Thanks for the info fellas!! I'll do my best on the pics


----------



## glampers (May 29, 2013)

great place. add them on facebook, they are always posting good discounts from there facebook page. have fun


----------



## jefull77 (Jul 5, 2007)

Oh yes, did that and became a member of the ray club for discounted tickets online!!


----------



## sixshootertexan (Nov 27, 2006)

We have season passes.


----------



## onyourlimit (Jun 30, 2006)

So how was the trip?
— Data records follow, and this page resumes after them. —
Issue #4688, opened 2017-05-18
Add certbot-route53 to our tree


bmw:
After talking to the maintainers we're going to make https://github.com/lifeonmarspt/certbot-route53 an official plugin and move it into our repo. Things we want with this transition are:

* Git history is preserved
* We have a plugin under the name certbot-dns-route53 in our tree
* We have a plugin or at least something to upload to the name certbot-route53 on PyPI so users under that name continue to get updates as the plugin is further developed. In theory, this could be the same package as `certbot-dns-route53` but we'd want to make sure the user experience is sane if both are installed.
* The certbot-route53 package should continue to work with the plugin name `certbot-route53:auth` due to the way we name 3rd party plugins (see #4351). Whether or not it also works with `certbot-route53` is an implementation detail in my opinion.

I don't really have a preference for how this is implemented. My instinct is it'll be easiest to make `certbot-route53` a shim package around `certbot-dns-route53`. We did something similar for the `letsencrypt` package in our 0.7.0 release. This can be left up to whoever takes this ticket though.

@zjs, if you have an interest in working on this, that'd be useful, otherwise, I can take it when I get some spare cycles.

bmw:
@zjs, what's the plan for uploading these packages to PyPI? Make `certbot-route53` a shim package around `certbot-dns-route53`? If so, do you have time to prepare a simple shim package? You can see an example of this at https://github.com/certbot/certbot/tree/v0.7.0/letsencrypt-apache.

zjs:
There's a change ready to go for that here: https://github.com/lifeonmarspt/certbot-route53/pull/5

bmw:
Oh wow. Thanks for taking care of that. That's super helpful.

bmw:
With lifeonmarspt/certbot-route53#5, I think this has been resolved. Thanks Zach!

PR #4731, opened 2017-05-24
route53: update setup.py to follow repo conventions

zjs:
This change updates the setup script for the route53 plugin to more closely match conventions from other packages in the repository.

Notable changes:
 * The version number is bumped to match the rest of Certbot.
 * The package now requires a matching version of ACME and core Certbot.
 * Contact information is updated.
 * Additional versions of Python are listed.

Part of #4688.

### DIFF
--- a/certbot-route53/setup.py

I'm looking to squeeze in one more trip somewhere before the kids go back to school.


----------



## Old Whaler (Sep 6, 2005)

I live in Richmond and took my kids there many times when they were young. The big ride was always closed for repair, but we had good times. Enjoy!


----------



## Little-bit (Oct 19, 2005)

We were there last week Thursday, Friday, and Saturday. Great activities for the kids in the evenings. We brought the bikes and road to the park entrance each day. They have really came along way the past couple of years.


----------



## sixshootertexan (Nov 27, 2006)

Headed there tomorrow for 3 days.


----------



## jefull77 (Jul 5, 2007)

Sorry for the delay but we had a great time! Big park with a good sized lazy river and alot to do for the kids.


----------



## Ducatibilt (Jul 8, 2010)

Anyone going to be out there this coming weekend? First time we've been able to get out there this summer.


----------